Notice that completely different instruction sequences must be generated for each of the three branches in order to correctly extract the values of bit fields like udata.x, but we are able to use the same layout definition *lyt* in each case.

## 3.3 Exposing Hardware Features

The IXP microengine instruction set is rather quirky, and Nova tries to shield the programmer from much of that. But some features are useful and we incorporated special syntax into Nova to let the programmer have access to them. Examples include interthread communication (on the same micro-engine, on different microengines on the same chip, or across chips), locking and unlocking (mutual exclusion), concurrency control, access to FIFOs, a number of special-purpose operations such as hashing, and access to different kinds of memory.

### **3.4 No GOTO**

Nova provides syntax for the usual set of "structured" control constructs such as if-then-else or loops. However, it does not provide a general **goto** construct that would let the programmer specify arbitrary control flows.

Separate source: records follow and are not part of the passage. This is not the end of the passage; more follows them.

PR #202, opened 2018-05-15
Z-projection disabled big images

will-moore:
This disables the Z-projection button if the Image is loaded with tiles.
Currently iviewer loads images with tiles if ```sizeX * sizeY > 4000000```.

To test:
 - Find image where ```sizeX * sizeY > 4000000``` with Z-stack and check if Z-projection button disabled.
 - Clicking button should have no effect.
 - For images below this limit, Z-projection button should behave as before (disabled while Z movie is playing).


jburel:
tested using http://web-dev-merge.openmicroscopy.org/iviewer/?images=118090&dataset=23405

jburel:
works as expected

Nevertheless, most legitimate uses of **goto** have an alternative formulation in Nova in terms of function calls and exceptions. The Nova compiler translates all tail-calls into unconditional branches. In fact, the main difference between a tail call and a **goto** is that the tail-call respects scoping discipline and can pass arguments.

Programs running on an IXP microengine often implement no more than the *fast path* of a particular network protocol. As a result, the program must detect all cases that cannot be handled on the fast path. Once such a situation has occured, control should be transferred to some error handler immediately. The error handler could, for example, hand the current packet to the main CPU for slow-path processing.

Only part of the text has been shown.